Divalent doping-induced thermoelectric power factor increase in p-type Bi2Te3 via electronic structure tuning

Abstract

We use first-principles calculations to reveal the effects of divalent Pb, Ca, and Sn doping of Bi2Te3 on the band structure and transport properties, including the Seebeck coefficient, α, and the reduced power factor, α2σ/τ, where σ is the electrical conductivity and τ is the effective relaxation time. Pb and Ca additions exhibit up to 60%–75% higher peak α2σ/τ than that of intrinsic Bi2Te3 with Bi antisite defects. Pb occupancy and Ca occupancy of Bi sites increase σ/τ by activating high-degeneracy low-effective-mass bands near the valence band edge, unlike Bi antisite occupancy of Te sites that eliminates near-edge valence states in intrinsic Bi2Te3. Neither Pb doping nor subatomic-percent Ca doping increases α significantly, due to band averaging. Higher Ca levels increase α and diminish σ, due to the emergence of a corrugated band structure underpinned by high-effective-mass bands, attributable to Ca–Te bond ionicity. Sn doping results in a distortion of the bands with a higher density of states that may be characterized as a resonant state but decreases α2σ by up to 30% due to increases in the charge carrier effective mass and decreases in both spin–orbit coupling and valence band quasidegeneracy.
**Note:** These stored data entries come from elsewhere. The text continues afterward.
PR #264, opened 2024-10-14
Cairo1-run compatibility

m-kus:
This PR:
1. Introduces new scarb profile `cairo1-run` which configures cairo compiler in a special way
2. Sets integration testing entrypoint as main (we don't use main anyways) because cairo1-run cannot run arbitrary functions
3. Updates scripts accordingly
4. Misc: makes gas metering more accurate

How to use:
```
cargo install --git https://github.com/lambdaclass/cairo-vm cairo1-run
scarb --profile cairo1-run build
python scripts/data/format_args.py --input_file packages/client/tests/data/light_169.json --cairo1_run > args.json
cairo1-run --args_file args.json --layout all_cairo target/cairo1-run/client.sierra.json
```


Scarb.toml
```diff
@@ -11,5 +11,10 @@ license-file = "LICENSE"
 
 [workspace.dependencies]
 cairo_test = "2.8.0"
-
 shinigami_engine = { git = "https://github.com/keep-starknet-strange/shinigami.git", rev = "9e7692d" }
+
+[profile.cairo1-run.cairo]
+# https://github.com/lambdaclass/cairo-vm/issues/1745
+enable-gas = false
```
maciejka, line 18: Out of curiosity, what does this disable?

scripts/data/format_args.py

These results, and thermal conductivity calculations for nanostructured Bi2Te3, suggest that Pb or Ca doping can enhance the thermoelectric figure of merit ZT to values up to ZT ∼ 1.7, based on an experimentally determined τ. Our findings suggest that divalent doping can be attractive for realizing large ZT enhancements in pnictogen chalcogenides.